__Task statement__
Return all the records, each one exactly as given.

__Source information__

- - -

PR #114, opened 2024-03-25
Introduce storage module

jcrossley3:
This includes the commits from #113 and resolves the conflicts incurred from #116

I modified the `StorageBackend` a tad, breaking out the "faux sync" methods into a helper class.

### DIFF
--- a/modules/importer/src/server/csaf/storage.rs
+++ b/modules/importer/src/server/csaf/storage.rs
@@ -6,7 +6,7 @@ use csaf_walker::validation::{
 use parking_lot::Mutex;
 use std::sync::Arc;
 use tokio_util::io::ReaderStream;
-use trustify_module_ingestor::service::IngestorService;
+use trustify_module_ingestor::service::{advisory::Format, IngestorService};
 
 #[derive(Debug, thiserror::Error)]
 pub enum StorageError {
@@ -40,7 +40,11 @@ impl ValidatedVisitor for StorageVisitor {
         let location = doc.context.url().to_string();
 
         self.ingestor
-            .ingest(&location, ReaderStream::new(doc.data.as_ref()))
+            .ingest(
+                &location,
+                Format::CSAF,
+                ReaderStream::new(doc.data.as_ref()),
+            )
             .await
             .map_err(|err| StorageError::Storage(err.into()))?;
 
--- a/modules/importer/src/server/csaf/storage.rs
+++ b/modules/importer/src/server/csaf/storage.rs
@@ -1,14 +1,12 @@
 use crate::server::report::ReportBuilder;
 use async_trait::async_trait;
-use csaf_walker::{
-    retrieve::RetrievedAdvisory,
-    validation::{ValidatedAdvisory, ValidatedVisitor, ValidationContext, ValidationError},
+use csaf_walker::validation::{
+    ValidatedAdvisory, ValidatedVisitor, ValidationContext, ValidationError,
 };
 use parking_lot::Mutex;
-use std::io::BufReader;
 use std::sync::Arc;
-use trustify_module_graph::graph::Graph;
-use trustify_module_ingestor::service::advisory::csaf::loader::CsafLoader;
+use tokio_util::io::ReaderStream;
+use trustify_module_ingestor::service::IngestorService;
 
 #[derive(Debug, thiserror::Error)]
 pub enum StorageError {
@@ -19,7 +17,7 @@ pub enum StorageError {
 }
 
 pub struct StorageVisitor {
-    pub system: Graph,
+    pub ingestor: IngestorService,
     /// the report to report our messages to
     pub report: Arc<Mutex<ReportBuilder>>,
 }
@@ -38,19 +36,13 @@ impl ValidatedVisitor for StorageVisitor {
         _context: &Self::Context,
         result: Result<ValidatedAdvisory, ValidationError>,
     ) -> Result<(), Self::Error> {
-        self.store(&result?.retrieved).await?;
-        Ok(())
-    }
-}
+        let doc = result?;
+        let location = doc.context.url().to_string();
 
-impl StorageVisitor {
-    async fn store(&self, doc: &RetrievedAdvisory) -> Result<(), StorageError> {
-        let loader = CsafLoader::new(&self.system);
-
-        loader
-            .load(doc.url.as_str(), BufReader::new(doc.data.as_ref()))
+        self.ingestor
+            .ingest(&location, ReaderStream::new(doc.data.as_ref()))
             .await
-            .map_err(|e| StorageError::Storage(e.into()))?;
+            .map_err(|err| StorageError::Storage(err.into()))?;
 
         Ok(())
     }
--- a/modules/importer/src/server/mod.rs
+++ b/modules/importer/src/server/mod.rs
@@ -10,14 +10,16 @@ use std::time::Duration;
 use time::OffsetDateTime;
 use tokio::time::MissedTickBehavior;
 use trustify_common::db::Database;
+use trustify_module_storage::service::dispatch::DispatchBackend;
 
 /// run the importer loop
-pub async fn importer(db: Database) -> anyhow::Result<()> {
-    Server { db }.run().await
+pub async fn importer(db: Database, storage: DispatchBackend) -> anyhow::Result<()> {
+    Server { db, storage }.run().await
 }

- - -

__Task output__
PR #114, opened 2024-03-25
Introduce storage module

jcrossley3:
This includes the commits from #113 and resolves the conflicts incurred from #116

I modified the `StorageBackend` a tad, breaking out the "faux sync" methods into a helper class.

### DIFF
--- a/modules/importer/src/server/csaf/storage.rs
+++ b/modules/importer/src/server/csaf/storage.rs
@@ -6,7 +6,7 @@ use csaf_walker::validation::{
 use parking_lot::Mutex;
 use std::sync::Arc;
 use tokio_util::io::ReaderStream;
-use trustify_module_ingestor::service::IngestorService;
+use trustify_module_ingestor::service::{advisory::Format, IngestorService};
 
 #[derive(Debug, thiserror::Error)]
 pub enum StorageError {
@@ -40,7 +40,11 @@ impl ValidatedVisitor for StorageVisitor {
         let location = doc.context.url().to_string();
 
         self.ingestor
-            .ingest(&location, ReaderStream::new(doc.data.as_ref()))
+            .ingest(
+                &location,
+                Format::CSAF,
+                ReaderStream::new(doc.data.as_ref()),
+            )
             .await
             .map_err(|err| StorageError::Storage(err.into()))?;
 
--- a/modules/importer/src/server/csaf/storage.rs
+++ b/modules/importer/src/server/csaf/storage.rs
@@ -1,14 +1,12 @@
 use crate::server::report::ReportBuilder;
 use async_trait::async_trait;
-use csaf_walker::{
-    retrieve::RetrievedAdvisory,
-    validation::{ValidatedAdvisory, ValidatedVisitor, ValidationContext, ValidationError},
+use csaf_walker::validation::{
+    ValidatedAdvisory, ValidatedVisitor, ValidationContext, ValidationError,
 };
 use parking_lot::Mutex;
-use std::io::BufReader;
 use std::sync::Arc;
-use trustify_module_graph::graph::Graph;
-use trustify_module_ingestor::service::advisory::csaf::loader::CsafLoader;
+use tokio_util::io::ReaderStream;
+use trustify_module_ingestor::service::IngestorService;
 
 #[derive(Debug, thiserror::Error)]
 pub enum StorageError {
@@ -19,7 +17,7 @@ pub enum StorageError {
 }
 
 pub struct StorageVisitor {
-    pub system: Graph,
+    pub ingestor: IngestorService,
     /// the report to report our messages to
     pub report: Arc<Mutex<ReportBuilder>>,
 }
@@ -38,19 +36,13 @@ impl ValidatedVisitor for StorageVisitor {
         _context: &Self::Context,
         result: Result<ValidatedAdvisory, ValidationError>,
     ) -> Result<(), Self::Error> {
-        self.store(&result?.retrieved).await?;
-        Ok(())
-    }
-}
+        let doc = result?;
+        let location = doc.context.url().to_string();
 
-impl StorageVisitor {
-    async fn store(&self, doc: &RetrievedAdvisory) -> Result<(), StorageError> {
-        let loader = CsafLoader::new(&self.system);
-
-        loader
-            .load(doc.url.as_str(), BufReader::new(doc.data.as_ref()))
+        self.ingestor
+            .ingest(&location, ReaderStream::new(doc.data.as_ref()))
             .await
-            .map_err(|e| StorageError::Storage(e.into()))?;
+            .map_err(|err| StorageError::Storage(err.into()))?;
 
         Ok(())
     }
--- a/modules/importer/src/server/mod.rs
+++ b/modules/importer/src/server/mod.rs
@@ -10,14 +10,16 @@ use std::time::Duration;
 use time::OffsetDateTime;
 use tokio::time::MissedTickBehavior;
 use trustify_common::db::Database;
+use trustify_module_storage::service::dispatch::DispatchBackend;
 
 /// run the importer loop
-pub async fn importer(db: Database) -> anyhow::Result<()> {
-    Server { db }.run().await
+pub async fn importer(db: Database, storage: DispatchBackend) -> anyhow::Result<()> {
+    Server { db, storage }.run().await
 }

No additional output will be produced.